Woonwooken sat bolt upright and barked something excitedly to Lexo. “I dunno, Woonie… d’you think that might work?” She snuffled confidently. “Okay,” Lexo shrugged, standing up and pulling out a small vibro-razor unit. “Hold still.”

“What are you doing?” Wellion asked.

“Woonie thinks that she might be able to pull off a disguise if she’s got no hair on her head.”

The Colonel’s jaw dropped open and he stared in horror with the rest of the crew as Lexo Yust shaved his wookiee. When he stepped away, the ridiculous sight of a furless wookiee head grinning back at them was not quite funny enough to laugh at, and not quite scary enough to scream at. It was, however, profoundly disturbing. 

“That’s disgusting,” Avara observed.

Onjo swallowed and said “A shaven wookiee is a terrible thing.”

Lexo sighed. “I guess it didn’t work, Woonie. You don’t look human enough.” Woonwooken warbled a disappointed noise, and began applying little bits of bacta tape to the many cuts on her face. 

“Uh. Anyway,” Wellion coughed. “You’ll have to find some other way to remain unnoticed. Objective Four: Team A will proceed to Hyperdrive Control and Ion Cannon Targeting Control. Permanently disable these systems by whatever means necessary. Five: Team B, including Tech Specialist Tel, proceed to Main Weapons Canyon and permanently disable turbolasers. Then proceed to Main Drive Systems Room and permanently disable sub-light drive. As mentioned, this is a sensitive device, so use caution.”

“I’ve got faith in Avara,” Dent said.

“Objective Six: Rendezvous and escape Impervious. Return to base. Questions?”

“I’ve got a few,” Lexo said. “Why don’t we cut off life support, instead? We hang around and wait until the last Imperial dies, and good riddance- we then collect a free Star Destroyer, which I’m sure the Rebellion could have ample use for.”

Wellion nodded. “Not a bad idea, Yust, and yes we’d love to have such a tool at our disposal… the problem is that we only have so long before assistance would come. They have ample provisions, such as oxygen and water, and they’d be rescued within a day at any rate.”

“Well then, why not simply blow it up from within? We could escape before a bomb sequence went off, and that’d be the end of the Impervious.”

“That would serve us greatly, except that the Impervious is directly positioned over Ambria. Detonating the craft would rain white-hot debris on the Ambrians and quite possibly wipe out whole settlements. It’s too risky.”

“Are you giving us any tools?”

The Colonel nodded. “The Lambda ship has a few spare human-fitted uniforms on board. Quee and Yust could walk in as Imperial officers. Beyond that, you’re each receiving an encoded Imperial-standard comlink, to keep in touch with each other.”

Onjo asked “What will happen to the ship once it’s disabled?”
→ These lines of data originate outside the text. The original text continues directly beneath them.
PR #7, opened 2025-09-15
Feature/WLT-10 create tables and repository

Malak187:
- Implemented entity models for Wallet, Transaction, Block, and TransactionBlock to represent the blockchain structure in the database.
- Designed the **TransactionRepository** with a query method to retrieve all transactions for a given user by checking their ID in both sender and receiver fields.


wallet/src/main/kotlin/wallet/entity/Transaction.kt
```diff
@@ -0,0 +1,33 @@
...
+    val id: UUID = UUID.randomUUID(),
+
+    @Column(nullable = false, updatable = false)
+    val timestamp: LocalDateTime = LocalDateTime.now(),
+
+    @Column(name = "sender_id", columnDefinition = "uuid", nullable = false, updatable = false)
+    val senderId: UUID,
+
+    @Column(name = "receiver_id", columnDefinition = "uuid", nullable = false, updatable = false)
+    val receiverId: UUID,
```
Al-Qassim: using wallet address for sender and receiver, instead of user id, will be better, since this is what the wallets are for

wallet/src/main/kotlin/wallet/entity/TransactionBlock.kt
```diff
@@ -0,0 +1,23 @@
+package wallet.entity
+
+import jakarta.persistence.*
+import java.io.Serializable
+import java.util.*
+
+@Entity
+@Table(name = "transaction_block")
+@IdClass(TransactionBlockId::class)
+data class TransactionBlock(
```
Al-Qassim: naming it `transaction_block_cross_ref` `TransactionBlockCrossRef` with make it clearer

wallet/src/main/kotlin/wallet/entity/Transaction.kt
Malak187: makes sense. I'll edit it.

Al-Qassim (approved):

wallet/src/main/kotlin/wallet/entity/Wallet.kt
```diff
@@ -0,0 +1,18 @@
...
+import jakarta.persistence.Id
+import jakarta.persistence.Table
+import java.util.*
+
+@Entity
+@Table(name = "wallets")
+data class Wallet(
+    @Id
+    @Column(name = "address", columnDefinition = "uuid", updatable = false, nullable = false)
+    val address: UUID = UUID.randomUUID(),
```
abdallahFc: A wallet address is not a uuid. it’s a hash value generated from a private key make it as a string

wallet/src/main/kotlin/wallet/entity/Transaction.kt
```diff
@@ -0,0 +1,33 @@
...
+
+@Entity
+@Table(name = "transactions")
+data class Transaction(
+    @Id
+    @Column(columnDefinition = "uuid", updatable = false, nullable = false)
+    val id: UUID = UUID.randomUUID(),
+
+    @Column(nullable = false, updatable = false)
+    val timestamp: LocalDateTime = LocalDateTime.now(),
```
abdallahFc: rename to CreatedAt

wallet/src/main/kotlin/wallet/entity/Transaction.kt
```diff
@@ -0,0 +1,33 @@
...
+
+    @Column(name = "sender_wallet_address", columnDefinition = "uuid", nullable = false, updatable = false)
+    val senderWalletAddress: UUID,
+
+    @Column(name = "receiver_wallet_address", columnDefinition = "uuid", nullable = false, updatable = false)
+    val receiverWalletAddress: UUID,
```
abdallahFc: senderAddress and receiverAddress are enough. there’s no need to include the word ‘wallet’ since the context is already clear also make it a string not uuid

abdallahFc (changes requested):

abdallahFc (approved):

wallet/src/main/kotlin/net/thechance/wallet/api/controller/WalletController.kt
```diff
@@ -1,12 +1,12 @@
...
+package net.thechance.wallet.api.controller
 
 import org.springframework.web.bind.annotation.GetMapping
 import org.springframework.web.bind.annotation.RestController
 
 @RestController
 class WalletController {
 
-    @GetMapping("/wallet/hello")
+    @GetMapping("/net/thechance/wallet/hello")
```
Karrar-Mohammed: why are we putting the path of this end point like this ?

Malak187: I didn't change it. Maybe when I created the two new packages (net/the chance), it automatically changed here for some reason, but I'll fix it.

Karrar-Mohammed (approved):
good job 👏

“We’ll have a large squadron heading in as you work. Provided you’re successful, the squadron will only have to wipe out the remaining external fighters, then claim a defenseless Star Destroyer and arrest everyone on board, towing it safely away from any incoming Imperial aid. It will be a great victory for the Alliance.”

“Sounds good,” Avara said. “I’m ready.”

Within an hour, Dent and the other Rebels were on their way home, and the Imperial Lambda craft was cutting through hyperspace. Lexo was trying on the Imperial uniform and finding it fit quite comfortably. “That’s quite an astrogate path you’ve plotted there,” he admired. “It should cut our travel time by a few hours.”

Avara looked up from the controls. “I’ve… got some piloting experience.”

“So I see. Hey, I’m sorry if Woonwooken unnerved you by offering to pilot the ship so feverishly. She’s now in the lounge, beating Onjo at Sabacc. I’m Lexo Yust, by the way. We haven’t really been introduced.”

The twi’lek went back to her controls. “Yeah. So, you guys get off-base a lot, huh?”

He shrugged. “I suppose. We’re hardly ever there.”

“Good, that’s good. I don’t really get along with the higher-ups, if you take my meaning.”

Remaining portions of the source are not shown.